WASTE OF MONEY CHARGED

Two years ago, the former chairman of the tribunal resigned, calling the body “a blatant waste of taxpayers' money," and saying there was little for him to do; he estimated that in two years on the job, he had done about 10 days worth of work. Even the present commissioners, who say they work of lot harder than that for their $64,000 annual salaries, still say their number ought to be reduced. Appearing a few week ago before a House committee, they suggested cutting their number to three from five, but adding more staffers, including a lawyer.

Others say the problem is that appointments to the tribunal constitute a classic example of the spoils system at work, and that commissioners are chosen for reasons irrelevant to their qualifications for the job they have to do.

Four of the five commissioners were active in Presidential campaigns but have virtually no background in copyright law. Three are loyal Democrats, selected by President Carter, and the two selected by President Reagan are, not too surprisingly, Republicans. Unlike the case with many other Federal agencies, there is no require ment that a President appoint members of both parties to the tribunal.

The chairman of the group, Edward W. Ray, was a music industry official and cochairman of the Blacks for Reagan-Bush Committee in California; he doesn't think commissioners need a background in copyright law.

"The person has to be literate, have common sense and business judgment," he said. "It should be an intelligent person who has had an experience in the real-life world, but not necessarily limited to copyright law."

One of the commissioners, Mary Lou Burg, used to be a broadcasting executive and a deputy chairman of the Democratic National Committee. She called com

plaints about patronage "specious," and added: "Political appointments are the name of the game in this city.'

Critics of the tribunal say its members do not understand, or have overstepped, their responsibilities.
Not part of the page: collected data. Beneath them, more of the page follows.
Issue #965, opened 2020-11-12
Unit type in emitted C code is represented as () which is invalid C code


TimDeve:
When nesting two lambda returning () the generated C code contains `()` in the function names which is a compiler error.

Example:
```clojure
(defn main []
  (let [fun (fn [] (println* "Hello"))]
    ((fn [] (~&fun)))))
```
```sh
out/main.c:2252:25: error: expected function body after function declarator
Lambda Function_copy__()_Fn___() (Lambda* ref);
                        ^
out/main.c:2255:23: error: function cannot return function type 'void (Lambda)'
void Function_delete__() (Lambda f);
                      ^
out/main.c:6435:25: error: expected function body after function declarator
Lambda Function_copy__()_Fn___() (Lambda* ref) {
                        ^
3 errors generated.
```

TimDeve:
This works however:
```clojure
(defn main []
  (let [fun &(fn [] (println* "Hello"))]
    ((fn [] (~fun)))))
```

PR #980, opened 2020-11-19
Reify: Add Unit as a special case

scolsen:
Unit's show implementation defaults to the empty list `()`--this
presents problems when validating types, since generic type members are
replaced by the reification (a type literal) of their arguments. In the
`Unit` case, `()` yields some surprising invalid types.

So, we reify UnitTy as `Unit` instead to ensure consistency. This
permits using  Unit as a member in generic types like Result.


eriksvedang (approved):

eriksvedang:
Cool! Was there an issue connected to this?

scolsen:
> Cool! Was there an issue connected to this?

No issue, just a follow-up to #967 -- @TimDeve noticed it wasn't working properly w/ generics, and this was the root issue!

TimDeve:
It did fix https://github.com/carp-lang/Carp/issues/965

eriksvedang:
Awesome!

PR #983, opened 2020-11-20
Updates mutual recursion example

TimDeve:
Updates the example so it can be executed without blowing the stack.

Made it slightly closer to what an actual usage of mutual recursion would look like.


TimDeve:
Linux CI failure is due to what #985 fixes.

Representative Robert W. Kastenmeier, a Wisconsin Democrat who was the author of a catch-all regulatory bill for the cable industry that failed in the last session of Congress, called the recent cable rate increases "arbitrary, capricious, and an abuse of the discretion placed in the tribunal by Congress." The commissioners disagree; they say they just used common sense in determining fair royalty fees.

THE FREE-MARKET APPROACH

The owners of copyrighted material, such as movie programmers and some broadcasters, say that even with the increases, the fees that cable systems pay are still low. "Many of these systems have to pay more for their postage stamps then they do for their programming," said Jack Valenti, president of the Motion Picture Association of America." These critics want to do away with the tribunal entirely and let the value of the programs be determined by the free market. Under the current system, the royalties are paid into a pool, which totaled about $30 million last year, and the tribunal decides how to split the proceeds among the program owners.
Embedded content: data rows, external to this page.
PR #986, opened 2020-11-20
More Unit type member enhancements

scolsen:
- Specialize generic setter functions against Unit members
- Specialize calls to str/prn against Unit members in StructUtils
  (rather than accessing the struct member, which doesn't exist in the
  Unit case, we simple call Unit's prn function.)
- Don't bind references to Unit values to variables. This fixes an error
  whereby a reference to a Unit would generate invalid C such as:
  `void* _9 = &;`
  Likewise, we omit references to Units from function arguments just as
  we omit Unit values.

- Add `prn`, `copy`, and `zero` implementations for `Unit`

### DIFF
--- a/src/Emit.hs
+++ b/src/Emit.hs
@@ -471,12 +471,14 @@ toC toCMode (Binder meta root) = emitterSrc (execState (visit startingIndent roo
               do var <- visit indent value
                  let Just t' = t
                      fresh = mangle (freshVar i)
-                 if isNumericLiteral value
-                   then do let literal = freshVar i ++ "_lit";
-                               Just literalTy = ty value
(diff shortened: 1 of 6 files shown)


src/Emit.hs
```diff
@@ -562,7 +564,7 @@ toC toCMode (Binder meta root) = emitterSrc (execState (visit startingIndent roo
               do argListAsC <- createArgList indent (mode == ExternalCode) args
                  let Just (FuncTy _ retTy _) = ty func
                      funcToCall = pathToC path
-                 if retTy == UnitTy
+                 if not (notUnit retTy)
```
jacereda, line 567: I guess it could be a separate PR, but double negation always takes me a while to grok. 

This could just be `isUnit retTy` and filters could use `not . isUnit`

eriksvedang: Very much agree! I’ll merge this now, but let’s make that change.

Cable operators say the free-market approach would be a logistical nightmare and that high fees would lead to "less diversity in programming for viewers," in the words of Thomas E. Wheeler, president of the National Cable Television Association. They used to like the tribunal, which was created by Congress in 1976, because it set low royalty rates. But now with the recent large increases, the cable groups have been complaining about the agency.